Ida reiste ab. Der Weg nach Sankt Emri war nicht klein genug um so wie die schöne Wanderinn wünschte zu fuss unternommen zu werden; sie bekam einen Wagen. Sie bat um die Begleitung einer der Klosterjungfern, aber man antwortete, der Bischoff habe dieses verboten. Seine Macht ist immer noch gross genug, dachte Ida, als sie den Klosterberg hinabfuhr, und der Wagen in das Tal einlenkte, welches Sankt Nikola und Sankt Annen von einander trennte.

Sie erblickte in der Ferne einige Gewappnete, die gegen ihren Wagen daher zogen; ihre Anzahl war zu klein, ihr Wesen zu friedlich, als dass sie sich über diese Erscheinung hätte beunruhigen sollen. –

Sie kamen näher. Ida erkannte die Rüstung, die sie des vorigen Tages an den Reisigen des Erzbischoffs gesehen hatte. Ein kalter Schauer überfiel sie; so wenig ihrer Freunde, so schwach sie auch sein mochten, sie war doch eine einzelne Dame allemahl unfähig sich zu widersetzen, wenn hier Absichten auf sie statt haben sollten.

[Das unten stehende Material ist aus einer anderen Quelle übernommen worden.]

PR #338, opened 2016-01-13
disposing httpClient in HttpDocumentRetriever.cs

### LINKED ISSUE #288: Review the implementation of IDisposable.
We used to dispose just the 'hash' but we create other disposable objects.

tushargupta51:
fix #288

### DIFF
--- a/src/Microsoft.IdentityModel.Protocols/Configuration/HttpDocumentRetriever.cs
+++ b/src/Microsoft.IdentityModel.Protocols/Configuration/HttpDocumentRetriever.cs
@@ -40,10 +40,10 @@ namespace Microsoft.IdentityModel.Protocols
     /// </summary>
     public class HttpDocumentRetriever : IDocumentRetriever
     {
-        private readonly HttpClient _httpClient;
-        private bool _requireHttps;
+        private HttpClient _httpClient;
+        private static readonly HttpClient _defaultHttpClient = new HttpClient();
 
-        public HttpDocumentRetriever() : this(new HttpClient())
+        public HttpDocumentRetriever()
         {
         }
 
@@ -53,17 +53,12 @@ namespace Microsoft.IdentityModel.Protocols
                 throw LogHelper.LogArgumentNullException("httpClient");
 
             _httpClient = httpClient;
-            _requireHttps = true;
         }
 
         /// <summary>
         /// Requires Https secure channel for sending requests.. This is turned ON by default for security reasons. It is RECOMMENDED that you do not allow retrieval from http addresses by default.
         /// </summary>
-        public bool RequireHttps
-        {
-            get { return _requireHttps; }
-            set { _requireHttps = value; }
-        }
+        public bool RequireHttps { get; set; } = true;
 
         public async Task<string> GetDocumentAsync(string address, CancellationToken cancel)
         {
@@ -76,7 +71,9 @@ namespace Microsoft.IdentityModel.Protocols
             try
             {
                 IdentityModelEventSource.Logger.WriteVerbose(LogMessages.IDX10805, address);
-                HttpResponseMessage response = await _httpClient.GetAsync(address, cancel).ConfigureAwait(false);
+                var httpClient = _httpClient ?? _defaultHttpClient;
+                HttpResponseMessage response = await httpClient.GetAsync(address, cancel).ConfigureAwait(false);
+
                 response.EnsureSuccessStatusCode();
                 return await response.Content.ReadAsStringAsync().ConfigureAwait(false);
             }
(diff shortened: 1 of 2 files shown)


tushargupta51:
@brentschmaltz

src/Microsoft.IdentityModel.Protocols/Configuration/HttpDocumentRetriever.cs
```diff
@@ -40,11 +40,12 @@ namespace Microsoft.IdentityModel.Protocols
...
     public class HttpDocumentRetriever : IDocumentRetriever
     {
-        private readonly HttpClient _httpClient;
+        private HttpClient _httpClient;
         private bool _requireHttps;
 
-        public HttpDocumentRetriever() : this(new HttpClient())
+        public HttpDocumentRetriever()
         {
+            _requireHttps = true;
```
brentschmaltz: You can set the default when declaring the variable OR use the new syntax and set it on the property. So this line and the same below can be removed.

tushargupta51: @brentschmaltz updated the declaration

src/Microsoft.IdentityModel.Protocols/Configuration/HttpDocumentRetriever.cs
```diff
@@ -76,7 +70,14 @@ public bool RequireHttps
             try
             {
                 IdentityModelEventSource.Logger.WriteVerbose(LogMessages.IDX10805, address);
-                HttpResponseMessage response = await _httpClient.GetAsync(address, cancel).ConfigureAwait(false);
+                HttpResponseMessage response;
+
+                if (_httpClient == null)
+                    using (HttpClient _httpClient = new HttpClient())
```
PinpointTownes: FWIW, this pattern looks weird and is rather inefficient, as `HttpClient` has been specifically designed to be cached and reused concurrently.

Instead, why not adding a static readonly `DefaultHttpClient` field and use it if no custom client has been provided? This way, you wouldn't have to dispose anything at all.

src/Microsoft.IdentityModel.Protocols/Configuration/HttpDocumentRetriever.cs
```diff
@@ -53,17 +52,12 @@ public HttpDocumentRetriever(HttpClient httpClient)
...
 
         /// <summary>
         /// Requires Https secure channel for sending requests.. This is turned ON by default for security reasons. It is RECOMMENDED that you do not allow retrieval from http addresses by default.
         /// </summary>
-        public bool RequireHttps
-        {
-            get { return _requireHttps; }
-            set { _requireHttps = value; }
-        }
+        public bool RequireHttps { get; set; } = true;
```
PinpointTownes: :clap: :clap:

src/Microsoft.IdentityModel.Protocols/Configuration/HttpDocumentRetriever.cs
tushargupta51: Agree. I will update it to use a static httpClient object instead of either creating or disposing it everytime.

src/Microsoft.IdentityModel.Protocols/Configuration/HttpDocumentRetriever.cs
```diff
@@ -40,11 +40,12 @@ namespace Microsoft.IdentityModel.Protocols
     /// </summary>
     public class HttpDocumentRetriever : IDocumentRetriever
     {
-        private readonly HttpClient _httpClient;
-        private bool _requireHttps;
+        private HttpClient _httpClient;
+        private static HttpClient _defaultHttpClient = new HttpClient();
```
PinpointTownes: nit: `readonly`?

src/Microsoft.IdentityModel.Protocols/Configuration/HttpDocumentRetriever.cs
```diff
@@ -53,17 +54,12 @@ public HttpDocumentRetriever(HttpClient httpClient)
                 throw LogHelper.LogArgumentNullException("httpClient");
 
             _httpClient = httpClient;
-            _requireHttps = true;
```
brentschmaltz: For complete correctness, we may want to think about distinguishing between our http client and this one passed in. The owner of httpClient could call dispose after calling HttpDocumentRetriever(HttpClient httpClient). I agree is it very unlikely and indicates a logic programming error. However, our logic could be: (local)httpclient = _httpClient ?? _defaultHttpClient.

tushargupta51: @brentschmaltz updated

brentschmaltz:
:shipit:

Einer von den Reutern, ein alter Mann mit einem ehrlichen Gesicht, nahte sich dem Wagen. Wir sind gesandt euch zur Begleitung zu dienen, sagte er.

Zur Begleitung? wiederholte sie, wohin? –

Wohin ihr gedenkt. Ins Kloster! –

Gewiss gewiss ins Kloster? fragte Ida Ich beschwöre euch, Alter, sagt mir die Wahrheit.

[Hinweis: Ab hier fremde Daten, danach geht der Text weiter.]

Issue #335, opened 2016-01-05
Add extensibility for different RSA platforms


brentschmaltz:
Our current implementation of AsymmetricSignatureProvider.ResolveDotNetCoreAsymmetricAlgorithm assumes RSAOPenSsl is the right thing if !Windows. Need some kind of extensibility here.

if (RuntimeInformation.IsOSPlatform(OSPlatform.Windows))
                    _rsa = new RSACng();
                else
                    _rsa = new RSAOpenSsl();

tushargupta51:
@brentschmaltz Currently, if a user wants to extend the `AsymmetricSignatureProvider`, he has to override the implementation in SignatureProviderFactory (or SecurityKey.GetSignatureProvider) to return the custom provider and plug in their own implementation of algorithms.

What do you mean by adding extensibility here? Making ResolveDotNetCoreAsymmetricAlgorithm  and ResolveDotNetDesktopAsymmetricAlgorithm  methods virtual (currently they are private)?

brentschmaltz:
We need a way to allow users to create the RSA type they need. I don't think a static method Rsa.Create() will work as it is not dynamic. We can have a virtual ResolveAsymmetricAlgorithm (btw the method for DOTNET5_4 and other can be the same name) OR introduce a delegate: AsymmetricAlgorithmResolver. The tension of creating a clean design is the result of  AymmetricAlgorithm cannot do much by default and we always have to upcast. 

We may need to invent that type (similar to the Formatter and Deformatters).

bartonjs:
https://github.com/dotnet/corefx/issues/2953 was fixed, so the platform RSA.Create() is now available.  While it currently does not allow for fully-arbitrary RSA implementations, it does leave the decision of "what is the right RSA for this platform?" in corefx.

tushargupta51:
@bartonjs are these changes part of rc2 packages or rc3? We are using the rc2 version of .net packages for next release.

bartonjs:
@tushargupta51 Looks like both? :smile:  I just checked in rc2-23818, and I see it there.  Lemme know if you're not encountering a path-to-success.

PR #339, opened 2016-01-13
Remove validateSignature flag and make ResolveAsymmetricAlgorithm extensible

### LINKED ISSUE #332: TokenValidationParameters.RequireSignedTokens and ValidateSignature ambiguous
Two properties on TVP: RequireSignedTokens and ValidateSignature are ambiguous.

RequireSignedTokens enforce that tokens should have a signature whereas ValidateSignature controls whether signature will be validated during validation process or not. Both are set to true by default.

I don't think there is a useful scenario where signed tokens are required but signature validation is optional. In the other case, where signed tokens are not required, we may or may not want to validate a signature if it is present and ValidateSignature flag makes sense in that case.

Also, in the current code, ValidateSignature flag takes precedence. If RequireSignedTokens is set to true and ValidateSignature is false, we skip signature validation which does not seem like the right behavior.

Do we want to keep both flags? I guess we should get rid of ValidateSignature flag.

If we want to keep both of them, we should skip signature validation only if both flags are turned off (which can again be confusing to users if they only set the ValidateSignature flag to false and expect the signature to be not validated).

tushargupta51:
Fixes #332

### DIFF
--- a/src/Microsoft.IdentityModel.Tokens/AsymmetricSignatureProvider.cs
+++ b/src/Microsoft.IdentityModel.Tokens/AsymmetricSignatureProvider.cs
@@ -121,11 +121,7 @@ namespace Microsoft.IdentityModel.Tokens
             if (willCreateSignatures && !key.HasPrivateKey)
                 throw LogHelper.LogException<InvalidOperationException>(LogMessages.IDX10638, key);
 
-#if DOTNET5_4
-            ResolveDotNetCoreAsymmetricAlgorithm(key, algorithm, willCreateSignatures);
-#else
-            ResolveDotNetDesktopAsymmetricAlgorithm(key, algorithm, willCreateSignatures);
-#endif
+            ResolveAsymmetricAlgorithm(key, algorithm, willCreateSignatures);
         }
 
         /// <summary>
@@ -181,7 +177,7 @@ namespace Microsoft.IdentityModel.Tokens
             throw LogHelper.LogException<ArgumentOutOfRangeException>(LogMessages.IDX10640, algorithm);
         }
 
-        private void ResolveDotNetCoreAsymmetricAlgorithm(AsymmetricSecurityKey key, string algorithm, bool willCreateSignatures)
+        private void ResolveAsymmetricAlgorithm(AsymmetricSecurityKey key, string algorithm, bool willCreateSignatures)
         {
             _hashAlgorithm = GetHashAlgorithmName(algorithm);
             RsaSecurityKey rsaKey = key as RsaSecurityKey;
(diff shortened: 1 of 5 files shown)


tushargupta51:
@brentschmaltz

src/Microsoft.IdentityModel.Tokens/AsymmetricSignatureProvider.cs
```diff
@@ -181,7 +177,7 @@ protected virtual HashAlgorithmName GetHashAlgorithmName(string algorithm)
             throw LogHelper.LogException<ArgumentOutOfRangeException>(LogMessages.IDX10640, algorithm);
         }
 
-        private void ResolveDotNetCoreAsymmetricAlgorithm(AsymmetricSecurityKey key, string algorithm, bool willCreateSignatures)
+        public virtual void ResolveAsymmetricAlgorithm(AsymmetricSecurityKey key, string algorithm, bool willCreateSignatures)
```
PinpointTownes: Hmm, I'm not sure to understand what's the point of making `ResolveAsymmetricAlgorithm` public and virtual if it still returns void and if the fields are all private :fearful:

tushargupta51: Hmm, this does not look right and it makes me think if we even need to make this virtual. There are multiple ways to allow users to provide their own Rsa/Ecdsa implementation: 
1. SecurityKey constructor
2. SecurityKey.GetSignatureProvider override
3. CryptoProviderFactory.CreateForSigning/Verfiying override

All of them will impact the custom implementation/override at different level. CryptoProviderFactory having the most broader effect.

Also, there does not seem to be a clean way to provide an override at this level. All fields are private and we cannot have this method return `AsymmetricAlgorithm` type since that is too vanilla. I am thinking its best to keep it as it was before.
@brentschmaltz thoughts?

PinpointTownes: :+1:

brentschmaltz: Guys, how about the method returns
1. an AsymmetricAlgorithm, this would result in the need to cast to something we understand such as RSA or ECDsa.
2. Invent an interface similar to Deformater / Formater that can sign or verify

tushargupta51: I agree to taking virtual off now and open an issue for this. I am not convinced if we need an extensibility point here. Lets discuss as a separate issue. I will revert back the changes.

tushargupta51: Lets discuss this on https://github.com/AzureAD/azure-activedirectory-identitymodel-extensions-for-dotnet/issues/335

So wahr mir Gott helfe und die heilige Jungfrau! erwiderte er mit auf die Brust gelegter Hand, und einer Miene voll frommer Einfalt.

Ein ehrliches treuvolles Gesicht hat die Kraft, jeden Argwohn zu stillen. Ida glaubte, was man ihr sagte, und beruhigte sich. Auch hatte sie nicht Zeit lang über ihr Schicksal ungewiss zu sein, denn die Reise war eher geendigt als sie glaubte. Der Weg nach Sankt Emri war weit, und gleichwohl hörte sie, dass einer ihrer Begleiter sagte: Wir sind bald an Ort und Stelle, dort unten erheben sich schon die Klostermauern.

Ida beugte sich heraus und sah die Spitzen von Sankt Annen. Wohin bringt ihr mich! schrie sie, – Ins Annenkloster, wir habens euch schon gesagt. – Ich verlange nach Sankt Emri! dazu haben wir keinen Befehl! –

Ida wollte aus dem Wagen springen, der Alte, mit welchem sie anfangs sprach, hielt sie zurück. Sie schalt ihn einen Verräter, ohne zu bedenken, dass sie ihn nicht nach dem Namen des Klosters gefragt habe, und denselben also auch nicht hatte erfahren können. – Der Alte beteuerte, dass er ihr ihn nicht absichtlich verschwiegen habe. Warum hätte ich es tun sollen? sagte er, ihr waret doch in unserer Gewalt und mustet dahin folgen, wohin es uns befohlen war, euch zu begleiten.

Ida lehnte sich zurück, und weinte. Der Wagen fuhr zu den geöfneten Klosterpforten ein, die bekannten Gesichter der verdrüsslichen Nonnen kamen zum Vorschein. Die gräfin musste aussteigen, und befand sich wieder an dem Orte, den ihr der Aufentalt von wenig Wochen schon so zuwieder gemacht hatte, und den sie jetzt nicht hoffen durfte so bald zu verlassen, als da sie ihn zum ersten mahle sah.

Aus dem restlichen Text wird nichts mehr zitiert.